We have two packets, um Packet 1 and Packet 2, they’re identical except for the difference of using the Edinburgh Postnatal Depression screening and the patient health questionnaire or the PHQ-9. Uh we have these two versions because many of our systems have been using the EPDS for a prepartum and perinatal screener and a postpartum screener.
Sometimes because this screen was validated in Scotland, uh it doesn’t translate as well for women using American English. Uh and can get a little confusing.
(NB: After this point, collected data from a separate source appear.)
PR #1037, opened 2026-09-03
View: Limit and auto-fit table column widths (#1023)

### LINKED ISSUE #1023: [Defect]: Limit column size in tables
Limit column width in tables. Some content, for example kernel names, can be extreme long causing auto-sized columns to grow very wide.

Image

and restore width(s) or fit them better to content after a long string has been removed

Image

dhingora-amd:
## Motivation

Closes #1023.

Table columns sized themselves to their raw content, so a single very long
value (e.g. a demangled kernel name, which can be multiple KB) would stretch a
column to thousands of pixels and force endless horizontal scrolling, making
tables hard to read. The goal is to keep columns to a sensible width, elide
overflowing text while keeping the full value accessible, and auto-fit columns
to what's on screen without fighting the user's manual resizes.

## Technical Details

- **Clamped auto-fit:** columns are fitted to the widest loaded value, clamped
  to `[MIN_COLUMN_WIDTH_EM, MAX_COLUMN_FIT_WIDTH_EM]` (font-size multiples, so it
  scales with DPI). The min keeps the filter row usable; the max stops runaway
  columns.
- **Fit timing:** a full fit runs on content changes (track selection / filter);
  scroll page-ins only ever grow columns (never shrink mid-browse); sorting and
  plain scrolling don't refit.
- **Respects manual resizing:** manual column drags are detected and skipped by
  the auto-fit. Sizing state is keyed by column name, so adding or removing
  tracks (and their columns) no longer resets widths you set yourself; only a
  full clear (all tracks deselected) restores default sizing.
- **Text elision:** cell values that exceed the column width are elided with an
  ellipsis; the full value remains available in the hover tooltip and in copy
  actions. Elision is centralized in a shared `gui_helpers` helper.
- **Filter hints:** replaced the verbose per-column placeholder strings with a
  simple "Filter" placeholder plus a hover tooltip that shows the supported
  operators (`> < = >= <= !=`) and an example, styled to match existing tooltips.

### DIFF
--- a/src/view/src/widgets/rocprofvis_infinite_scroll_table.cpp
+++ b/src/view/src/widgets/rocprofvis_infinite_scroll_table.cpp
@@ -11,6 +11,7 @@
 #include "spdlog/spdlog.h"
 #include "widgets/rocprofvis_gui_helpers.h"
 #include "widgets/rocprofvis_notification_manager.h"
+#include "imgui_internal.h"
 #include <algorithm>
 #include <sstream>
 
@@ -28,6 +29,9 @@ constexpr const char* FILTER_TEXT_HINT_STR       = "Filter: hipLaunchKernel";
 constexpr const char* FILTER_TEXT_HINT_NUMERICAL = "Filter: {>, <, =, >=, <=, !=} 30";
 constexpr const char* FILTER_TEXT_HINT_TIME =
     "Filter: {>, <, =, >=, <=, !=} {Nanoseconds}";
+
+// Cap on a column's fitted width, in multiples of the current font size.
+constexpr float MAX_COLUMN_FIT_WIDTH_EM = 40.0f;
 
 InfiniteScrollTable::InfiniteScrollTable(
     DataProvider& dp, TableType table_type,
@@ -62,6 +66,9 @@ InfiniteScrollTable::InfiniteScrollTable(
 , m_update_filter_row(false)
 , m_reset_filter_row(false)
 , m_data_changed(true)
+, m_refit_pending(false)
+, m_refit_requested(false)
+, m_columns_emptied(false)
 , m_filter_requested(false)
 , m_fetch_data(false)
 , m_fetch_cancelled(false)
@@ -248,6 +255,17 @@ InfiniteScrollTable::HandleNewTableData(std::shared_ptr<RocEvent> e)
         m_data_changed      = true;
         m_update_filter_row = m_display_filter_row;
         IndexColumns();
+
+        // Re-fit columns only for a content change (select/filter), not a sort or
+        // scroll page - else sorting would fit to whatever loaded at the top.
+        std::shared_ptr<TableDataEvent> table_event =
+            std::dynamic_pointer_cast<TableDataEvent>(e);
+        if(table_event && table_event->GetRequestID() == m_request_id &&
+           m_refit_requested)
+        {
+            m_refit_pending   = true;
+            m_refit_requested = false;
+        }
     }
 }
 
@@ -290,6 +308,12 @@ InfiniteScrollTable::Render()
     {
         m_skip_data_fetch      = true;
         m_last_total_row_count = total_row_count;
+    }
+
+    // Emptying the table forgets manual sizes so the next content re-fits fresh.
+    if(total_row_count == 0)
+    {
+        m_columns_emptied = true;
     }
 
     uint64_t row_count = 0;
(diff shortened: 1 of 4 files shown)


src/view/src/widgets/rocprofvis_infinite_scroll_table.cpp
```diff
@@ -14,6 +14,7 @@
 #include "spdlog/spdlog.h"
 #include "widgets/rocprofvis_gui_helpers.h"
 #include "widgets/rocprofvis_notification_manager.h"
+#include "imgui_internal.h"
```
drchen-amd: @tomk-amd Is this allowed?

tomk-amd: I'd prefer to not use it, but the precedent has already been set in the compare functionality PR.. The rule I'd like to adhere to is avoid if possible.  Allow if the work around introduces an unreasonable amount of complexity.

tomk-amd:
image

Please limit the width of the tool tip to something reasonable, there are examples of this being done in other areas of the UI for example on the Kernel Details tab of the Compute view:

image

src/view/src/widgets/rocprofvis_infinite_scroll_table.cpp
tomk-amd: However it is included **twice** in the file please remove one of the statements

src/view/src/widgets/rocprofvis_infinite_scroll_table.cpp
```diff
@@ -827,6 +978,17 @@ InfiniteScrollTable::RenderCell(const std::string* cell_text, int row, int colum
...
+    if(is_elided && ImGui::IsItemHovered())
+    {
+        ImGui::SetNextWindowSizeConstraints(ImVec2(0, 0),
+                                            ImVec2(TOOLTIP_MAX_WIDTH, FLT_MAX));
+        BeginTooltipStyled();
+        ImGui::PushTextWrapPos(ImGui::GetCursorPosX() + TOOLTIP_MAX_WIDTH);
+        ImGui::TextUnformatted(cell_text->c_str());
+        ImGui::PopTextWrapPos();
+        EndTooltipStyled();
+    }
```
drchen-amd: For time columns, up one level from this is another tooltip that just shows it in ns. When a time column is cut off, that existing one seems to take affect instead of this one. I don't know which one we would rather have, so just FYI.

And so we also recommend using the packet two with the PHQ-9 version.
But if your system is uh has the EPDS as a part of their protocol, we did provide the packet one for you as well.
What’s really exciting is when you go to this website, you can see many different tabs here, and you’re able to um print off and look at the entire toolkit at one time, but if there are different pieces as you familiarize yourself with this toolkit that you would like to use, you can go directly to that patient packet one or patient packet two or some of the clinical guidance or the um patient-facing resources.
And here’s an overview of our screening tools. We have um we’ve not only included the packet of Packet one and Packet two, the patient-facing screeners, but also a resource that I think will be very helpful to you, and what these score cutoffs mean and what to do next.
So we’ll look a little bit more closely at those in the next slide.
This slide shows you for the EPDS and the PHQ-9 and the GAD 7, if women are falling in these different categories, what would we would recommend as next steps.
So if they’re scoring mild, we would recommend some watchful waiting, psychoeducation, um rescreening in a certain amount of time, uh when we’re looking at moderate or possible depression, we’re wanting to um really say, here are some things that you can be doing, some self-care plans, um and make sure we rescreen and give some psychoeducation about what might come next if things get worse or if they get better.
and then so on and so on.
So if we’re moderate, um, what do we do next?
How do we help support a woman who is trying to weigh uh what our options are in treatment when we have moderate or severe depression or anxiety symptoms, and we want you uh at all times, anytime you have a question, to call Perry pan. We’re here for you, and when you call and say the the woman I was seeing right now, scored in this uh you know, scored a 12 or scored a 22 on the PHQ, it really helps us guide you on those next steps.
We also have other scores for uh the MDQ, which is a mania screening, um, and the and PTSD scale.
So these may not be scales that you use every single visit, uh but we do recommend the MDQ being given at one point during pregnancy, especially before an SSRI is started.
Um, and then the PTSD scale as a screener as well to really understand if a woman has suffered trauma and is having those symptoms now.
Another tool in this toolkit is um our psychoeducational resources, and these are really patient-facing.
Um, there’s a self-care plan that we think is a good idea for every single mom or mama to be uh about you know, how to take care of yourself in this transition in life.
There’s also an action plan for mood changes during pregnancy or after giving birth.
So a way to provide education to mom, if this happens, if you’re feeling this, then this is what we would recommend next.
And so if moms at home feeling worried about how she’s feeling, she might uh she has a little bit more guidance in when to call, when to follow up, what are some things she can do uh that are proactive to help her mood and anxiety during this difficult time.